▸ **What to produce**: Below are records; reproduce exactly the lines from the one that has "(diff shortened: 1 of 12 files shown)" through the one that has "I suggest we", ends included, and nothing more.

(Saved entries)
'''
PR #52, opened 2023-09-07
Improved docs on types and renamed `input_shape` to `input_type`

Jegp:
This PR 
* Adds developer docs for nodes, edges, and node typing
* Renames `input_shape` and `output_shape` to `input_type` and `output_type` following yesterday's discussion

### DIFF
--- a/tests/test_architectures.py
+++ b/tests/test_architectures.py
@@ -21,6 +21,16 @@ def test_sequential():
 
 
 def test_two_independent_branches():
+    """
+    ```mermaid
+    graph TD;
+    A --> B;
+    B --> C;
+    C --> D;
+    E --> F;
+    F --> G
+    ```
+    """
     # Branch 1
     a = mock_affine(2, 3)
     b = nir.Delay(np.array([0.5, 0.1, 0.2]))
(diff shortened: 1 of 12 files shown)


tests/test_architectures.py
```diff
@@ -273,13 +319,13 @@ def test_complex():
...
         v_threshold=np.array([1, 1, 1]),
     )
-    # TODO: This should be a node that accepts two inputs
+    # TODO: This should be a node that accepts two input_type
     d = nir.Affine(
         weight=np.array([[[1, 3], [2, 3], [1, 4]], [[2, 3], [1, 2], [1, 4]]]),
         bias=np.array([0, 0]),
     )
     e = nir.Affine(weight=np.array([[1, 3], [2, 3], [1, 4]]), bias=np.array([0, 0]))
-    # TODO: This should be a node that accepts two inputs
```
stevenabreu7, line 282: should I implement this? (ie with a simple NIR graph that takes two inputs and puts them through different Affine nodes) - or what's the plan with it?

stevenabreu7 (approved):

tests/test_architectures.py
Jegp: I reckon the plan was to provide a node that actually uses two different inputs, instead of having two inputs that connect to the same "port".

I suggest we merge it for now, but leave the TODOs for later :)

Jegp:
Thanks for the review @stevenabreu7 ! :partying_face:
'''
▸ **Result of the task**:
(diff shortened: 1 of 12 files shown)


tests/test_architectures.py
```diff
@@ -273,13 +319,13 @@ def test_complex():
...
         v_threshold=np.array([1, 1, 1]),
     )
-    # TODO: This should be a node that accepts two inputs
+    # TODO: This should be a node that accepts two input_type
     d = nir.Affine(
         weight=np.array([[[1, 3], [2, 3], [1, 4]], [[2, 3], [1, 2], [1, 4]]]),
         bias=np.array([0, 0]),
     )
     e = nir.Affine(weight=np.array([[1, 3], [2, 3], [1, 4]]), bias=np.array([0, 0]))
-    # TODO: This should be a node that accepts two inputs
```
stevenabreu7, line 282: should I implement this? (ie with a simple NIR graph that takes two inputs and puts them through different Affine nodes) - or what's the plan with it?

stevenabreu7 (approved):

tests/test_architectures.py
Jegp: I reckon the plan was to provide a node that actually uses two different inputs, instead of having two inputs that connect to the same "port".

I suggest we merge it for now, but leave the TODOs for later :)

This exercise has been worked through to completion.